# Aggressive hens?



## Rosetta (Apr 16, 2019)

I have 10 laying hens, 3  Rhodeislands, 4 black sex links (stars), and 3 deleware orphingtons. In the past 2-3 weeks, one of my Rhode islands pecked my little 3  yearold sister in the eye, with no reason. She wasn't being rough or aggravating, she just sat on the ground and without warning she just pecked her. (That chicken was eaten by a wolf that night lol, but my sister is fine) Then about a week ago one of my Delaware orphingtons started pecking like crazy. Every time she walked up she would try to fly and peck at me.
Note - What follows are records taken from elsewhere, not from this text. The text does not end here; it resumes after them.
Issue #1603, opened 2021-06-01
Incorrect results with integer predicate on floating point column


alamb:
__Steps to reproduce:__
Note this test case is on the [alamb/read_with_predicate_failure](https://github.com/influxdata/influxdb_iox/tree/alamb/read_with_predicate_failure)  branch

Load Input line protocol (first two rows in 1 chunk, last row in a different RB chunk)
```
cpu bar=1 10
cpu bar=2 20
cpu bar=3 10
```

__Expected behaviour:__

```sql
select * from cpu where bar < 3
```
IOx returns the correct answer
```
"+-----+-------------------------------+",
"| bar | time                          |",
"+-----+-------------------------------+",
"| 1   | 1970-01-01 00:00:00.000000010 |",
"| 2   | 1970-01-01 00:00:00.000000020 |",
"+-----+-------------------------------+",
```

__Actual behaviour:__

IOx returns the wrong answer (no rows):
```
recom
"++",
"++",
```

__Note__

Note that when the constant is expressed as `3.0` the query results are correct:

```
select * from cpu where bar < 3.0
```

```
"+-----+-------------------------------+",
"| bar | time                          |",
"+-----+-------------------------------+",
"| 1   | 1970-01-01 00:00:00.000000010 |",
"| 2   | 1970-01-01 00:00:00.000000020 |",
"+-----+-------------------------------+",
```

alamb:
@e-dard  notes that this may be due to trying to compare floats / integers directly in the read buffer  --  no values pass the predicate because currently floats and integers are not comparable in the read buffer

some options are:
1. add support for that type of comparison in the read buffer 
2. validate expressions against a schema at a higher level and not push down expressions that aren’t going to work.

e-dard:
I have some thoughts about how I want to add support for comparing floats to integers in the Read Buffer but I don't think I will be able to get to that until next week. If you want to fix this in the mean time then one option would be to check predicates against Chunk schemas and only push down expressions that have exactly the same type as the column.

alamb:
Thanks @e-dard  -- I likely also won't get to this this week. Given https://github.com/influxdata/influxdb_iox/pull/1612 this may not as high a priority (generating a unsupported error is much less bad in my opinion than generating wrong answers)

alamb:
I am pretty sure #2631  doesn't fix this issue and github got over zealous reading the comment

PR #2631, opened 2021-09-24
feat: validate Read Buffer predicates

e-dard:
Related to #1603.

This PR adds some validation checks on the expressions within predicates supplied to the Read Buffer. This ensures that invalid predicates cannot cause the Read Buffer to panic, but instead result in an error that is propogated back to the query engine.

Currently, invalid predicates are those where making a comparison between the values and the column and the provided literal are not obvious, e.g., trying to apply the expression `region > 33` to a `region` column that has a string datatype.

This PR does not resolve https://github.com/influxdata/influxdb_iox/issues/1603 - in fact a predicate `temp = 22.2` for a `temp` column with a physical type `u64` is considered valid within the logic of this PR.

A follow on PR will teach the Read Buffer to coalesce compatible types into the column type automatically, which will ensure expressions like `temp > 100.3` will work when the `temp` column is `i64` or `u64`.

### DIFF
--- a/read_buffer/src/table.rs
+++ b/read_buffer/src/table.rs
@@ -1,11 +1,12 @@
 use crate::{
     column,
-    row_group::{self, ColumnName, Predicate, RowGroup},
+    row_group::{self, ColumnName, Literal, Predicate, RowGroup},
     schema::{AggregateType, ColumnType, LogicalDataType, ResultSchema},
     value::{OwnedValue, Scalar, Value},
 };
 use arrow::record_batch::RecordBatch;
 use data_types::{chunk_metadata::ChunkColumnSummary, partition_metadata::TableSummary};
+use datafusion::physical_plan::expressions::BinaryExpr;
 use internal_types::selection::Selection;
 use parking_lot::RwLock;
 use snafu::{ensure, Snafu};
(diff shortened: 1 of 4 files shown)


read_buffer/src/table.rs
```diff
@@ -684,6 +704,46 @@ impl MetaData {
         self.column_names.iter().map(|name| name.as_str()).collect()
     }
 
+    /// Determine, based on the table meta data, whether all of the provided
+    /// expressions can be applied, returning an error if any can't.
+    pub fn validate_exprs<'a>(&self, iter: impl IntoIterator<Item = &'a BinaryExpr>) -> Result<()> {
+        iter.into_iter()
+            .try_for_each(|expr| match self.columns.get(expr.column()) {
+                Some(col_meta) => match (col_meta.logical_data_type, expr.literal()) {
+                    (LogicalDataType::Integer, Literal::Integer(_))
```
e-dard, line 713: The set of types the Read Buffer considers comparable in terms of applying a `column op literal` expression.

NGA-TRAN (approved):
🎆 The error messages will save us time to figure out what is going 🍾

PR #2634, opened 2021-09-25
refactor: store chunks in iteration order

tustvold:
Follow on from https://github.com/influxdata/influxdb_iox/pull/2480#discussion_r708039190 that stores chunks within a partition in the order that they are iterated.

This is because iteration is significantly more common than lookups, and so it makes sense to optimise for this case. By storing in the iteration order we both avoid unnecessary sorts, and also eliminate the need for intermediate buffering


alamb (approved):
Another benefit is that this PR avoids the need to remember to sort the chunks correctly

Looks like a (very) nice clean up to me ❤️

Then today, another one of my Rhode islands flew up and pecked my 6 year old sister in the arm, drawing blood. This shouldn't be normal, correct? What should I do to prevent it? They LOVE the chickens, and would hate to stop going to see them. Why are they pecking? Every time before we go in the run, since about 5 months ago, we've gone over the "No-No's", which would aggravate or instagate the chickens.


----------



## Baymule (Apr 20, 2019)

Eyes are bright and shiny, which attracts a chicken. They like to peck shiny items. I've had Delawares before and found them to be the meanest durned chickens I ever had. I slaughtered them all and canned the meat, they make some good chicken salad. LOL RIR's I don't know about, but have read complaints that they can get mean. I would net the offenders, carry them around, hang them upside down, doing no harm, but putting them in their place. If they still attack the kids, I would slaughter them and replace them with nicer hens. Sex links, I have always found to be calm hens.


----------